Nonostante il programma fosse rifuggire da nuove relazioni stabili, da un po’ avevo conosciuto Sabrina Marsili, di Marlia vicino a Lucca: con lei avevo aperto una via a Toirano, in Liguria, alla parete della Grotta dell’Ulivo, la Panoramica. Andrea Gallo mi aveva dato un suggerimento, sapendo che cercavo una parete di calcare dove provare ad aprire dal basso. Mi disse che dopo anni, ora era permesso scalare su quella parete della Val Varatella.

Aprii altre due vie, Hotel Varatella che faceva il verso ad Hotel Supramonte del mio amico Rolly (Rolando Larcher), che venne anche a scalarla con me e Gallo. Poi Wall Rats in solitaria, un’esperienza da provare una volta nella vita, ma non ripetere. Restava una linea breve, ma bellissima sul muro centrale e mi sembrò naturale coinvolgere il Tromba, per passare una giornata in allegria. Con lui, l’adrenalina era assicurata.

Adriano arriva a Toirano e mi catechizza con fare severo sulla sua nuova attrezzatura per aprire dal basso, che consiste in due fettucce con un fermo da portapacchi regolabile per i cliff. Non pare male, ma i fermi mi sembrano di un metallo simile alla plastica, lui liquida la questione e dice che vanno benissimo.

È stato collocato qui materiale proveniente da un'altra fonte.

PR #192, opened 2015-02-05
Fix bug 1130144 - Save calendar view in localStorage

lcamacho:


lcamacho:
@peterbe because you have been so nice, here you have another pr

airmozilla/main/static/main/js/calendar.js
```diff
@@ -2,6 +2,10 @@ $(function() {
     var container = $('#calendar');
     var startsOnMonday = $('#startsOnMonday');
     var storage = localStorage.getItem('startsOnMonday');
+    var view = localStorage.getItem('view');
+    var save_view = function() {
```
peterbe: camelCase is the norm here. Eg. `startsOnMonday`, `initCalendar` etc. 
So then it should be `saveView`.

airmozilla/main/static/main/js/calendar.js
```diff
@@ -37,7 +42,10 @@ $(function() {
     startsOnMonday.on('change', function(){
         localStorage.setItem('startsOnMonday', startsOnMonday.prop('checked')? 1 : 0);
         container.fullCalendar('destroy');
+        view = localStorage.getItem('view');
         initCalendar();
+        $('.fc-right button').on('click', save_view);
```
peterbe: This doesn't belong here.

airmozilla/main/static/main/js/calendar.js
```diff
@@ -37,7 +42,10 @@ $(function() {
...
     });
     initCalendar();
+    $('.fc-right button').on('click', save_view);
```
peterbe: I think there's a better way to do it. Hang on...

peterbe: http://fullcalendar.io/docs/display/viewRender/
"Triggered when a new date-range is rendered, or when the view type switches."

lcamacho: I did a test with that method but the problem with that is there's no way to figure what cause the render event, so for example I can't differentiate between the first render and a render caused by an user who clicked on one of the buttons to change the view.

airmozilla/main/static/main/js/calendar.js
```diff
@@ -37,7 +42,10 @@ $(function() {
     startsOnMonday.on('change', function(){
         localStorage.setItem('startsOnMonday', startsOnMonday.prop('checked')? 1 : 0);
         container.fullCalendar('destroy');
+        view = localStorage.getItem('view');
         initCalendar();
+        $('.fc-right button').on('click', saveView);
```
peterbe: You're creating an onclick handler every time.

airmozilla/main/static/main/js/calendar.js
```diff
@@ -37,7 +42,10 @@ $(function() {
...
     });
     initCalendar();
+    $('.fc-right button').on('click', saveView);
```
peterbe: So I saw your other comment and it's a fair point but I've look into this in detail and I think we should use [eventAfterAllRender](http://fullcalendar.io/docs/event_rendering/eventAfterAllRender/).
It gets fired every time you load the calendar (after the events in it have been rendered). 
It *also* gets fired when you switch the view. 

(it's almost the same as `viewRender` but happens slightly later)

It sucks that there's no way of distinguishing between initial rendering and manual-view-switching, but what sucks even more is depending on the hack of knowing the exact CSS class of the area where the buttons are. 

Your trick is clever and has advantages but it also means it's a hack and it might stop working at some future revision. It's generally much better to stick to the documented public API. 

So, would you mind changing to that. That means it's writing to the localStorage every time you open the calendar. But I guess so be it.

airmozilla/main/static/main/js/calendar.js
```diff
@@ -31,12 +33,16 @@ $(function() {
...
+            },
+            eventAfterAllRender: function(view) {
+                localStorage.setItem('view', view.name);
             }
         });
     };
     startsOnMonday.on('change', function(){
         localStorage.setItem('startsOnMonday', startsOnMonday.prop('checked')? 1 : 0);
         container.fullCalendar('destroy');
+        view = localStorage.getItem('view');
```
peterbe: What is this for? If it's for keeping the same view when re-recreating the calendar then we'd use `view = container.fullCalendar('getView')` no?

lcamacho: that's right I will update the pr

PR #193, opened 2015-02-06
Fix bug 1130504 - Fix calendar buttons on Chrome turn blue when focused

lcamacho:


peterbe:
Tested. Works like a charm!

Superato il primo tiro di 6b+, si inizia a ballare e lo strapiombo tocca a me. Metto uno spit in partenza, poi incitato anche dalle sue grida non metto nulla fino all’uscita per un mitico run-out. In precario equilibrio metto il cliff con le fettucce del Tromba.

E’ una di quelle situazioni in cui a cadere neanche si vuol pensare: il primo chiodo è sotto il tetto, ti sembra di avere cordini e impicci che ti impediscono i movimenti; alzato il trapano per mettere lo spit, il sistema di fettucce cede, si sfila e casco a testa in giù con il trapano in mano, mi vedo al rallentatore nel vuoto e arrivo a pochi metri dal Tromba che mi fissa incredulo.

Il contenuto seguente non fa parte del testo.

PR #133, opened 2017-11-17
Don't block platform classification on all dartanalyzer error.

isoos:


lib/pana.dart
```diff
@@ -234,16 +235,23 @@ class PackageAnalyzer {
           : !unformattedFiles.contains(dartFile);
       final fileAnalyzerItems =
           analyzerItems?.where((item) => item.file == dartFile)?.toList();
+      final codeErrors =
+          fileAnalyzerItems?.where((cp) => cp.isError)?.toList() ?? const [];
+      final platformBlockers = codeErrors
```
kevmoo: Put this in a const array so it's easier to reason about?

const _ignoreForPlatformsomething something?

Mi riprendo, risalgo tutto il tiro e faccio sosta. Poi tocca al Tromba, gli raccomando di mettere uno spit appena partito, che se cade non lo faccia sulla mia imbragatura: ovviamente non mi ascolta e procede sulla roccia a suo dire mirtillata, quella strana a puntini neri su calcare. Mette finalmente uno spit, quindi sale di diversi metri e quando si appende al suo miracoloso sistema di fettucce, il fermo da portapacchi, fatto di alluminio fragile, si spezza e precipita in un bel volo. Non dico nulla, in silenzio finiamo la via, spettacolare, 7a+ e 6c+ obbligatorio. La via diventa la Giorda/Trombetta abbreviato in GT, come le auto di una volta, le Gran Turismo. Alla destra della nostra GT, Manolo ha aperto successivamente una via, a conferma della bellezza del posto.

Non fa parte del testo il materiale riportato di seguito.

PR #136, opened 2017-11-17
`Summary.sdkVersion` is now a `Version` instead of `String`

kevmoo:
Fixes https://github.com/dart-lang/pana/issues/135

### DIFF
--- a/lib/src/sdk_env.dart
+++ b/lib/src/sdk_env.dart
@@ -31,14 +31,15 @@ class DartSdk implements DartSdkInfo {
         _dartfmtCmd = _join(sdkDir, 'bin', 'dartfmt'),
         _pubCmd = _join(sdkDir, 'bin', 'pub');
 
-  factory DartSdk({String sdkDir, Map<String, String> environment}) {
+  static Future<DartSdk> create(
+      {String sdkDir, Map<String, String> environment}) async {
     sdkDir ??= cli.getSdkPath();
     environment ??= {};
 
     var dartCmd = _join(sdkDir, 'bin', 'dart');
 
     var r = handleProcessErrors(
-        Process.runSync(dartCmd, ['--version'], environment: environment));
+        await runProc(dartCmd, ['--version'], environment: environment));
     var versionString = r.stderr.toString().trim();
 
     var info = new DartSdkInfo.parse(versionString);
@@ -135,9 +136,8 @@ class PubEnvironment {
   final String pubCacheDir;
   final Map<String, String> _environment = {};
 
-  PubEnvironment({DartSdk dartSdk, FlutterSdk flutterSdk, this.pubCacheDir})
-      : this.dartSdk = dartSdk ?? new DartSdk(),
-        this.flutterSdk = flutterSdk ?? new FlutterSdk() {
+  PubEnvironment(this.dartSdk, {FlutterSdk flutterSdk, this.pubCacheDir})
+      : this.flutterSdk = flutterSdk ?? new FlutterSdk() {
     _environment.addAll(this.dartSdk._environment);
     if (!_environment.containsKey(_pubEnvironmentKey)) {
       // Then do the standard behavior. Extract the current value, if any,
--- a/lib/src/sdk_env.dart
+++ b/lib/src/sdk_env.dart
@@ -8,43 +8,46 @@ import 'dart:io';
 
 import 'package:cli_util/cli_util.dart' as cli;
 import 'package:path/path.dart' as p;
+import 'package:pub_semver/pub_semver.dart';
 
 import 'analysis_options.dart';
 import 'logging.dart';
 import 'utils.dart';
 
+final _sdkRegexp =
+    new RegExp('Dart VM version:\\s([^\\s]+)\\s\\(([^\\)]+)\\) on "(\\w+)"');
+
 class DartSdk {
-  final String _sdkDir;
-  final Map<String, String> _environment = {};
-  final String _dartCmd;
+  final String sdkDir;
+  final Map<String, String> _environment;
   final String _dartAnalyzerCmd;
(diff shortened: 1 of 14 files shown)


kevmoo:
This is a *super* break – because it'll no longer parse 0.6.x summaries.

We could modify the version parsing logic to handle it.

Thoughts?

isoos:
> This is a super break – because it'll no longer parse 0.6.x summaries.

ugh, yeah. options: (1) rename it to `dartVersion`, (2) don't care, give `analyzer` service 2+ days headstart on next deploy.

lib/src/sdk_env.dart
```diff
@@ -8,43 +8,46 @@ import 'dart:io';
 
 import 'package:cli_util/cli_util.dart' as cli;
 import 'package:path/path.dart' as p;
+import 'package:pub_semver/pub_semver.dart';
 
 import 'analysis_options.dart';
 import 'logging.dart';
 import 'utils.dart';
 
+final _sdkRegexp =
```
isoos: can we get await with a simpler if (version.startsWith('Dart VM version:)) {
   // get first string after colon
}?
the date and the rest is not really important. Maybe store the original value and extract only the version?

kevmoo:
Just pushed some more fun. PTAL

lib/src/summary.dart
```diff
@@ -120,8 +122,16 @@ class Summary extends Object with _$SummarySerializerMixin {
       this.suggestions,
       {this.flutterVersion});
 
-  factory Summary.fromJson(Map<String, dynamic> json) =>
-      _$SummaryFromJson(json);
+  factory Summary.fromJson(Map<String, dynamic> json) {
+    var panaVersion = new Version.parse(json['panaVersion']);
+    if (panaVersion.major == 0 && panaVersion.minor == 6) {
```
isoos: panaVersion.minor <=6

lib/src/summary.dart
```diff
@@ -120,8 +122,16 @@ class Summary extends Object with _$SummarySerializerMixin {
...
+      // Update the json in-place to have the expected values
+      var info = new DartSdkInfo.parse(json['sdkVersion']);
+      json['sdkVersion'] = info.version.toString();
```
isoos: info.toJson() ?

isoos: ah, it is not a @JsonSerializable... it could be though... if we are breaking things, we could do a full break as well :)

lib/src/summary.dart
```diff
@@ -107,6 +105,9 @@ class Summary extends Object with _$SummarySerializerMixin {
   @JsonKey(includeIfNull: false)
   final List<Suggestion> suggestions;
 
+  final PkgResolution pkgResolution;
```
isoos: can we do this in a separate change? this is going to be big with all the test data changes...

lib/src/summary.dart
kevmoo: `Version` is not in our package. We add support in w/ a custom TypeHelper in the tool dir.

I'd rather not churn thing...

lib/src/summary.dart
kevmoo: ah poo...forgot about tests. Yup

kevmoo: PTAL

lib/src/summary.dart
isoos: What I meant was that DartSdkInfo could be an object that we store in `Summary`.

lib/src/summary.dart
kevmoo: done

lib/src/summary.dart
kevmoo: Ah...er...um...sure?

kevmoo: We just want the SDK version in summary. The date/platform is just noise at the moment.

While I was parsing, I wanted to get everything.

Let's hold off until we want other things...at least that's my thought

lib/src/sdk_env.dart
```diff
@@ -8,43 +8,43 @@ import 'dart:io';
...
-  factory DartSdk({String sdkDir, Map<String, String> environment}) =>
-      new DartSdk._(sdkDir ?? cli.getSdkPath(), environment);
+  factory DartSdk({String sdkDir, Map<String, String> environment}) {
+    sdkDir ??= cli.getSdkPath();
+    environment ??= {};
 
-  String get sdkDir => _sdkDir;
+    var dartCmd = _join(sdkDir, 'bin', 'dart');
 
-  String get version {
```
isoos: I'd rather have something along the lines of:

```
DartSdkInfo _version;
Future<DartSdkInfo> get version async {
  _version ??= await _getVersion();
  return _version;
}

Future<String> _getVersion() async {
  // Process.run(_dartCmd, ['--version'), environment: _environment);
}
```

That way the initialization is kept simple.

kevmoo: hrm...okay. Will ponder...

kevmoo: I'd almost rather the ctor of the class fail than have an async error later...we can discuss next week

isoos: One drawback is: we have no control over`Process.runSync`'s timeout. If it were in an async block (either by doing the creation in an `static Future<DartSdk> newDartSdk()`  method or in a separate `Future init()`, we could set a timeout. Maybe the static method would be a better approach here?

kevmoo: Hrm. Sure. I'm not too worried about running this command timing out. If it fails, it'll fail immediately...unless the target system does some crazy RPC when a command is not found.

I love having the instance locked down right away.

Maybe put in an async factor method (not ctor)

kevmoo:
@isoos PTAL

Verso la “bocca” del grande diedro di Aldebaran (Monte Castello). Foto: Marcello Sanguineti.

Io, Lui, Lei e l’altra
Nel 2006, Adriano inizia super incasinato sentimentalmente, tanto che la nuova via che apre, questa volta sulla Sud del Monte Castello, la chiama Io, Lui, Lei e l’Altra. Io non trovo più il tempo e in questa tempesta ormonale a dargli una mano resiste solo Fabrizio.

A giugno 2006 veniamo convocati, Fabrizio, Sergio ed io, per la prima libera della via. Adriano è felice come un bambino, mi dice che siamo i suoi amici forti del granito: come sempre esagera, ma è un miracolo averci tutti e tre.

Le cordate sono: il Tromba ed io davanti e Fabrizio e Sergio a seguire, il fuoco di fila di battute ci tiene allegri. Veniamo però cazziati perché il nostro abbigliamento non è fotogenico. Redarguiti, si inizia a scalare su belle placche con chiodatura ariosa sul 6c/6c+.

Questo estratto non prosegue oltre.